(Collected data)
____

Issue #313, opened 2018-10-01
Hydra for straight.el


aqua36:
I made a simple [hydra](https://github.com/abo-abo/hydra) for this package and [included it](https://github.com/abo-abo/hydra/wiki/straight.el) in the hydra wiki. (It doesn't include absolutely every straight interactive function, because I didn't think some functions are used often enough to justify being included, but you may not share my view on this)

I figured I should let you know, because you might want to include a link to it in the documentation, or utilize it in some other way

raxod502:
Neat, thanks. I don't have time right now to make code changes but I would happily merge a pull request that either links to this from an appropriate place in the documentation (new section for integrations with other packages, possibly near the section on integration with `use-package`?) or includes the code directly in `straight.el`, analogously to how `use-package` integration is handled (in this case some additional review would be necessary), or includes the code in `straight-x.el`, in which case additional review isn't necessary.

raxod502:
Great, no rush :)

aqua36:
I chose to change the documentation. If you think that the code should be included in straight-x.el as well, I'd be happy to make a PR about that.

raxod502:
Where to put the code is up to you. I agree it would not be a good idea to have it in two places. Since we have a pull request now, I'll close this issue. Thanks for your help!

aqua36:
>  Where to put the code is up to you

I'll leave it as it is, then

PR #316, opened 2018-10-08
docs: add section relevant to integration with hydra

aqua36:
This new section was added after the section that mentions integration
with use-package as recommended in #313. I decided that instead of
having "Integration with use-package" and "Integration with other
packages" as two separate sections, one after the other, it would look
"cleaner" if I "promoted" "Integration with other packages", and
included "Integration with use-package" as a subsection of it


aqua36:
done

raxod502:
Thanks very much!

____

-- Task objective --
From the records above, transcribe without alteration every line from the one with "I'll leave it as it is, then" to the one with "with use-package as", inclusive.

-- Task response --
I'll leave it as it is, then

PR #316, opened 2018-10-08
docs: add section relevant to integration with hydra

aqua36:
This new section was added after the section that mentions integration
with use-package as recommended in #313. I decided that instead of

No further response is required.